Collected data entries
┌────────

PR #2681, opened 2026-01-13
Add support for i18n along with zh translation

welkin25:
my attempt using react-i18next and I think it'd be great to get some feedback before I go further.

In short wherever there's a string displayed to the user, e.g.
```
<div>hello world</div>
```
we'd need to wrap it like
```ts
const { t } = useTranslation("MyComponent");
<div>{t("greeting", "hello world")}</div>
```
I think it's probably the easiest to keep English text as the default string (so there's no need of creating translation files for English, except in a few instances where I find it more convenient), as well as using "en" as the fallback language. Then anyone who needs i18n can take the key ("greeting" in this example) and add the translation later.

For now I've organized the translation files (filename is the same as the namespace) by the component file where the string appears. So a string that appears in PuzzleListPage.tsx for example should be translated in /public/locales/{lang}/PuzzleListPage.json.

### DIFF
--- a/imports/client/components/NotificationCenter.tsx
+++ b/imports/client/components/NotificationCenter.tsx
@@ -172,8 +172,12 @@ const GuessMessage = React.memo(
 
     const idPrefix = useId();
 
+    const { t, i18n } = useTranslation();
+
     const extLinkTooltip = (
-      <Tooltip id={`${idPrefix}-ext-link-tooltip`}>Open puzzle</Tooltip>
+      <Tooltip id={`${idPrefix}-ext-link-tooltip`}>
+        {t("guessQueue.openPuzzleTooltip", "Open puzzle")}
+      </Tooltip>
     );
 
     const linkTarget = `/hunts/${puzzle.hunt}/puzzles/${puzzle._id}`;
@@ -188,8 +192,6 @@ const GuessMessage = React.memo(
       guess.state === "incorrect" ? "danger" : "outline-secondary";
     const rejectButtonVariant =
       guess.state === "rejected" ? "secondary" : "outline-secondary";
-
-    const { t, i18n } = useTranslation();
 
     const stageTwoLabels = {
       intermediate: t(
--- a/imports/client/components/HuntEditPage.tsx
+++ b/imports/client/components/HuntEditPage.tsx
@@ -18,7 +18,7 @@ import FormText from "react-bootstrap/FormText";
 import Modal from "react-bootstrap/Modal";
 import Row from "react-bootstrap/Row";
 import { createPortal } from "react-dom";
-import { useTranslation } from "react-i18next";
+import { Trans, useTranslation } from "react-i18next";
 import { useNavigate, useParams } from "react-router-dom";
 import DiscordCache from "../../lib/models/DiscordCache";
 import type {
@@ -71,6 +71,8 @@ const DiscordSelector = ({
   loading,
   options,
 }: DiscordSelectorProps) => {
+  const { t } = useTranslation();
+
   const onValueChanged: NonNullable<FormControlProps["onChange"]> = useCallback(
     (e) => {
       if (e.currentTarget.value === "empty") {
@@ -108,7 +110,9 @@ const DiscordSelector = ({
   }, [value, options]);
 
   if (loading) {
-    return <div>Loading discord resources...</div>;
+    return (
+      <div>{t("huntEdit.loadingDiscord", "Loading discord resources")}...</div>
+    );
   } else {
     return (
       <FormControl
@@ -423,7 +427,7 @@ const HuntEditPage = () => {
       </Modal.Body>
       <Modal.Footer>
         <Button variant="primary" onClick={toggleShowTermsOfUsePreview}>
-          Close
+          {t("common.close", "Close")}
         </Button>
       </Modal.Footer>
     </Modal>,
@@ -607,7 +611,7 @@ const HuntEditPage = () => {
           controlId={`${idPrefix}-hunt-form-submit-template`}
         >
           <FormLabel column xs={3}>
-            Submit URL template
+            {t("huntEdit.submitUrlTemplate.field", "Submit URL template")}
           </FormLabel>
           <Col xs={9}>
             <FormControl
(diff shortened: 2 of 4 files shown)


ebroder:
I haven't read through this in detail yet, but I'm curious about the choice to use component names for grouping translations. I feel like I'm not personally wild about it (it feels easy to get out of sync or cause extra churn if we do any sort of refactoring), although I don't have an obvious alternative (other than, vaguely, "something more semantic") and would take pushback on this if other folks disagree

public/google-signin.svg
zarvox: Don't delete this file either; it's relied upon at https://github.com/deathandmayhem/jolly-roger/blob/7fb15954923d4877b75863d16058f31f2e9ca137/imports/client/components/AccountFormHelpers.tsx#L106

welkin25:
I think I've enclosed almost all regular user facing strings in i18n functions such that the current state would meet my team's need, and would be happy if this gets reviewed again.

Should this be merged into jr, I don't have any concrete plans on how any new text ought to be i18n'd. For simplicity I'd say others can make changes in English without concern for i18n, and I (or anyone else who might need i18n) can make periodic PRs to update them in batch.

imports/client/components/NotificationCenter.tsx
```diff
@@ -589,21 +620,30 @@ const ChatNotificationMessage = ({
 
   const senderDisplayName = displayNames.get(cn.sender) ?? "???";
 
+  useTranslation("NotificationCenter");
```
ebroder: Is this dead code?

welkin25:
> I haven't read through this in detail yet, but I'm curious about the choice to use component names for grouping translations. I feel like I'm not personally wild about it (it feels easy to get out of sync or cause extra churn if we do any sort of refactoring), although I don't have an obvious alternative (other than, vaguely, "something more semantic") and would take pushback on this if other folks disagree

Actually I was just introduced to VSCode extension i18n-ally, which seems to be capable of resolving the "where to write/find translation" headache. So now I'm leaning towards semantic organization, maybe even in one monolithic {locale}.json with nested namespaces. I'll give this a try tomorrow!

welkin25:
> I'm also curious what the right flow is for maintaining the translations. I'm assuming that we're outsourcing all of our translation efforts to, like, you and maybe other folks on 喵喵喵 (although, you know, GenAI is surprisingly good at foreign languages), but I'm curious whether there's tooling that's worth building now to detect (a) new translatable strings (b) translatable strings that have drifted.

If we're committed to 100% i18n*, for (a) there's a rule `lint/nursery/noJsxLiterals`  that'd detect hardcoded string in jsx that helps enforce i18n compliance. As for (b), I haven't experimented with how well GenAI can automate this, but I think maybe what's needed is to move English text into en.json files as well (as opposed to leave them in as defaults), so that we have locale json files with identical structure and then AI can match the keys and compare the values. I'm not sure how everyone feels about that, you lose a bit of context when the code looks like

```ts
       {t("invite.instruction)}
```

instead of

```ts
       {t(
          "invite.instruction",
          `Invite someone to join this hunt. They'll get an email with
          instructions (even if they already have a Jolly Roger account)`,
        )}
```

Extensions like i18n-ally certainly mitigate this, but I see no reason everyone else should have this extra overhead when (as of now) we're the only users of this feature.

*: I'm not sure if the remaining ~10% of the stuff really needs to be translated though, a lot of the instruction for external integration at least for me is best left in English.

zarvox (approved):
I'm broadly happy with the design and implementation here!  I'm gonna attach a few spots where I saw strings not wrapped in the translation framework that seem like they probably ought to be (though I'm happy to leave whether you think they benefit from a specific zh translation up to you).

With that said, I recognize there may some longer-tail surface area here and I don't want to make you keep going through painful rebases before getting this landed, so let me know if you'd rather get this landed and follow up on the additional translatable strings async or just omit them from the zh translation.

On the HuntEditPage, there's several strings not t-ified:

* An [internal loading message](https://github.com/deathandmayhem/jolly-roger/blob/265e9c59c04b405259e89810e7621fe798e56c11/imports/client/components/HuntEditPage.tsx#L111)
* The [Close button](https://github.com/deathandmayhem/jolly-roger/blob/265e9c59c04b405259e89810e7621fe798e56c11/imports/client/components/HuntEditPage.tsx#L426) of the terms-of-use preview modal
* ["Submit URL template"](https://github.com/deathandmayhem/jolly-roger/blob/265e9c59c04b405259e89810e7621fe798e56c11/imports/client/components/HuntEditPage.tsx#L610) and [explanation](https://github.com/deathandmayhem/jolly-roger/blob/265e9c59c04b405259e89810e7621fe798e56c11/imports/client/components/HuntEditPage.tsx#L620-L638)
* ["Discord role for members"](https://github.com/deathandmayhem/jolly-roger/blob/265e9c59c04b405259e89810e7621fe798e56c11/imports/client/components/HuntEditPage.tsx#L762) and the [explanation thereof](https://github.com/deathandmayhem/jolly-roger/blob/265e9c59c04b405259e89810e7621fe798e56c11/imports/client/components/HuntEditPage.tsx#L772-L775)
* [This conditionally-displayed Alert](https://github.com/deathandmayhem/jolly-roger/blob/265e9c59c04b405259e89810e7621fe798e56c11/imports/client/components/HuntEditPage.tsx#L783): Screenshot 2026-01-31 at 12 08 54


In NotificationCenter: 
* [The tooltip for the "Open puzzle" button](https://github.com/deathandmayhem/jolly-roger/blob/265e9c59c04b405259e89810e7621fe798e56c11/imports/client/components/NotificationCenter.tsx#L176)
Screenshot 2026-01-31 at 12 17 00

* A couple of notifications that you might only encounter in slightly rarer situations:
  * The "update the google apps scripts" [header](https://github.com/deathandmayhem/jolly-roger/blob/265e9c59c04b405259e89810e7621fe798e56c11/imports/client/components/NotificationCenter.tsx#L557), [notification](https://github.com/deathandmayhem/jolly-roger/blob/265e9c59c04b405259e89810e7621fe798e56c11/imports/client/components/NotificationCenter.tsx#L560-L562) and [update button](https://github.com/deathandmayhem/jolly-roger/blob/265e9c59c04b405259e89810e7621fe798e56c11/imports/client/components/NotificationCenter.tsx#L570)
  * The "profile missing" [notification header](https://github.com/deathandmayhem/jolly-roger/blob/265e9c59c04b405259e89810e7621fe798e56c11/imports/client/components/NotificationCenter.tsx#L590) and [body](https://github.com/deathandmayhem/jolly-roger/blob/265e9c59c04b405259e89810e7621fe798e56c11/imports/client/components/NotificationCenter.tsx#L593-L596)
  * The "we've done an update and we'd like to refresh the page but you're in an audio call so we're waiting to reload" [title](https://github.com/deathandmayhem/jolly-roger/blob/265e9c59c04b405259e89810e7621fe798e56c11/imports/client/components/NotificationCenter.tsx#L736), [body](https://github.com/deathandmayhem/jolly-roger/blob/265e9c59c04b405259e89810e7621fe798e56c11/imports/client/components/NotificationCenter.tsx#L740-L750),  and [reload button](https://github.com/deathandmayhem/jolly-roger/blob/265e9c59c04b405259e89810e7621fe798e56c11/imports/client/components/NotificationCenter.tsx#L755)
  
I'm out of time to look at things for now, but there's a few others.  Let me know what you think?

└────────

**Instructions for the task:** Please retype, with no changes, the lines that run from the first line of the entries to the line with "import Row from", both ends included.

**Output:**
PR #2681, opened 2026-01-13
Add support for i18n along with zh translation

welkin25:
my attempt using react-i18next and I think it'd be great to get some feedback before I go further.

In short wherever there's a string displayed to the user, e.g.
```
<div>hello world</div>
```
we'd need to wrap it like
```ts
const { t } = useTranslation("MyComponent");
<div>{t("greeting", "hello world")}</div>
```
I think it's probably the easiest to keep English text as the default string (so there's no need of creating translation files for English, except in a few instances where I find it more convenient), as well as using "en" as the fallback language. Then anyone who needs i18n can take the key ("greeting" in this example) and add the translation later.

For now I've organized the translation files (filename is the same as the namespace) by the component file where the string appears. So a string that appears in PuzzleListPage.tsx for example should be translated in /public/locales/{lang}/PuzzleListPage.json.

### DIFF
--- a/imports/client/components/NotificationCenter.tsx
+++ b/imports/client/components/NotificationCenter.tsx
@@ -172,8 +172,12 @@ const GuessMessage = React.memo(
 
     const idPrefix = useId();
 
+    const { t, i18n } = useTranslation();
+
     const extLinkTooltip = (
-      <Tooltip id={`${idPrefix}-ext-link-tooltip`}>Open puzzle</Tooltip>
+      <Tooltip id={`${idPrefix}-ext-link-tooltip`}>
+        {t("guessQueue.openPuzzleTooltip", "Open puzzle")}
+      </Tooltip>
     );
 
     const linkTarget = `/hunts/${puzzle.hunt}/puzzles/${puzzle._id}`;
@@ -188,8 +192,6 @@ const GuessMessage = React.memo(
       guess.state === "incorrect" ? "danger" : "outline-secondary";
     const rejectButtonVariant =
       guess.state === "rejected" ? "secondary" : "outline-secondary";
-
-    const { t, i18n } = useTranslation();
 
     const stageTwoLabels = {
       intermediate: t(
--- a/imports/client/components/HuntEditPage.tsx
+++ b/imports/client/components/HuntEditPage.tsx
@@ -18,7 +18,7 @@ import FormText from "react-bootstrap/FormText";
 import Modal from "react-bootstrap/Modal";
 import Row from "react-bootstrap/Row";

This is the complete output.